GNU Wget is a powerful tool when it comes to downloading files from the web or mirroring sites. It’s command line features can be daunting and not very obvious. With some experimentation, reading the (f..) manual and some Googling you can get it to do some pretty neat tricks for you.
All of that is from the command line too, which is great if you want to schedule this kind of magic or use it in a script.
For example, you might want to warm-up your site or WordPress blog so your homepage and all posts linked from it are present in your cache when a visitor arrives. I’m assuming you are using a caching on your site otherwise this is pretty pointless. For WordPress you can use a caching plugin like W3 Total Cache for example.
With Wget, it goes like this:
wget.exe http://n3wjack.net --spider --no-directories --level=1 --recursive
--accept-regex=n3wjack.net/20[1..9].*
The command line parameters (in order) mean something like:
- Crawl n3wjack.net.
- Crawl it like a spider (follow the links).
- Don’t create directories for downloads.
- Crawl 1 level deep (so anything linked on the homepage is OK, but don’t go deeper).
- Do this recursively (so it actually goes 1 level deep).
- Follow only links that start with
"/201..."
to"/209..."
(it’s a regular expression).
This one is a trick to have it only follow links to blog-posts because my URL scheme begins with the year of the post (2015, 2016, …). It’s good until 2099, which should do the trick I guess. :)
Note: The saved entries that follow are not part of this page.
PR #2323, opened 2021-04-25
baklava: fix global keybinds

amitojsingh366:
- fixes global keybinds for baklava. *(was calling hook from a non-functional component)*


overlisted (approved):
looks good to me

This way I’m also avoiding it loading all tag, category or page links.
If your site has a different URL scheme you’ll have to change the accept regex pattern to fit your scheme.
You can download Wget from the GNU site. It’s Open Source and is available for Windows, Mac and various Unix systems.
For Chocolatey users, there is a wget package available to install it on your system.